Phase transition for the vacant set of random walk and random interlacements

TL;DR

This paper proves a phase transition in the structure of the vacant set left by a random walk on a high-dimensional torus, showing a critical point where the set shifts from having a giant component to scattering into tiny parts.

Contribution

It establishes the precise critical value for the phase transition of the vacant set of random walk and connects it to the critical point of random interlacements, confirming long-standing conjectures.

Findings

Existence of a non-trivial phase transition at a critical parameter u_*

Giant component for u < u_* with high probability

Scattering into small components for u > u_*

Abstract

We consider the set of points visited by the random walk on the discrete torus $(\mathbb{Z}/N\mathbb{Z})^d$, for $d \geq 3$, at times of order $uN^d$, for a parameter $u>0$ in the large-$N$ limit. We prove that the vacant set left by the walk undergoes a phase transition across a non-degenerate critical value $u_* = u_*(d)$, as follows. For all $u< u_*$, the vacant set contains a giant connected component with high probability, which has a non-vanishing asymptotic density and satisfies a certain local uniqueness property. In stark contrast, for all $u> u_*$ the vacant set scatters into tiny connected components.
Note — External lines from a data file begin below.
PR #2444, opened 2023-12-18
Save final state when simulation crashes

Sbozzolo:
With this commit, the state of the simulation at the last timestep is saved whenever a simulation crashes (e.g., saturation adjustment).

### DIFF
--- a/src/solver/solve.jl
+++ b/src/solver/solve.jl
@@ -67,6 +67,8 @@ function solve_atmos!(simulation)
             return AtmosSolveResults(sol, :success, walltime)
         end
     catch ret_code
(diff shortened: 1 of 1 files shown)


szy21 (approved):
Thanks!

szy21:
Do you think it would be useful to save the cache when the simulation crashes? Or is it too much?

Sbozzolo:
> Do you think it would be useful to save the cache when the simulation crashes? Or is it too much?

I can add that

Sbozzolo:
> Member

Actually, it is not easy, because the cache has a mix of types and we don't have a HDF5 that can handle it easily.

Our results further imply that the threshold $u_*$ precisely equals the critical value, introduced by Sznitman in arXiv:0704.2560, which characterizes the percolation transition of the corresponding local limit, the vacant set of random interlacements on $\mathbb{Z}^d$. Our findings also yield the analogous infinite-volume result, i.e. the long purported equality of three critical parameters $\bar u$, $u_*$ and $u_{**}$ naturally associated to the vacant set of random interlacements.